[[ INFORMATION GIVEN open ]]

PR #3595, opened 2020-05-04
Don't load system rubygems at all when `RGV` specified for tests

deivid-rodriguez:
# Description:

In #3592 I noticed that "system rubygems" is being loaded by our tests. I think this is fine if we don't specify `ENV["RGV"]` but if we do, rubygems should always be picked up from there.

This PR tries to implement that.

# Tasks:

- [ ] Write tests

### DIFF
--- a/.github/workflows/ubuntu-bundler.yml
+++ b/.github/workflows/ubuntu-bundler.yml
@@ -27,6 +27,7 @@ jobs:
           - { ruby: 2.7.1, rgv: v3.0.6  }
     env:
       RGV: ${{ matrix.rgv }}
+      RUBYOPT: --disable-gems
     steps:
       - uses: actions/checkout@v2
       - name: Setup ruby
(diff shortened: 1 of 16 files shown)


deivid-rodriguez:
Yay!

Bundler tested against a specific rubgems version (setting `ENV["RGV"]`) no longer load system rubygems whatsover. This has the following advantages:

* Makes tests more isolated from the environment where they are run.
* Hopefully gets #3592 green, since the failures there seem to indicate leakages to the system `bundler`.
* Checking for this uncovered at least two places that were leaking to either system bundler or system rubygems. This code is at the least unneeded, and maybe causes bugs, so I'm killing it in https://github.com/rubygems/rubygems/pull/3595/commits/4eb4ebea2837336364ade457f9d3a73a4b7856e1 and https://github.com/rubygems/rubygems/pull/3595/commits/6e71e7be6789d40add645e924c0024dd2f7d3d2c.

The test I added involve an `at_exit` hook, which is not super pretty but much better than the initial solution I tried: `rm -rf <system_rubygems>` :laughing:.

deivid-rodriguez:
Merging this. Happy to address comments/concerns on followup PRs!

[[ INFORMATION GIVEN closed ]]

* WORK TASK *
Your task is to copy each line of the listing that holds the word "tests".

* TASK OUTPUT *
Don't load system rubygems at all when `RGV` specified for tests
In #3592 I noticed that "system rubygems" is being loaded by our tests. I think this is fine if we don't specify `ENV["RGV"]` but if we do, rubygems should always be picked up from there.
- [ ] Write tests
* Makes tests more isolated from the environment where they are run.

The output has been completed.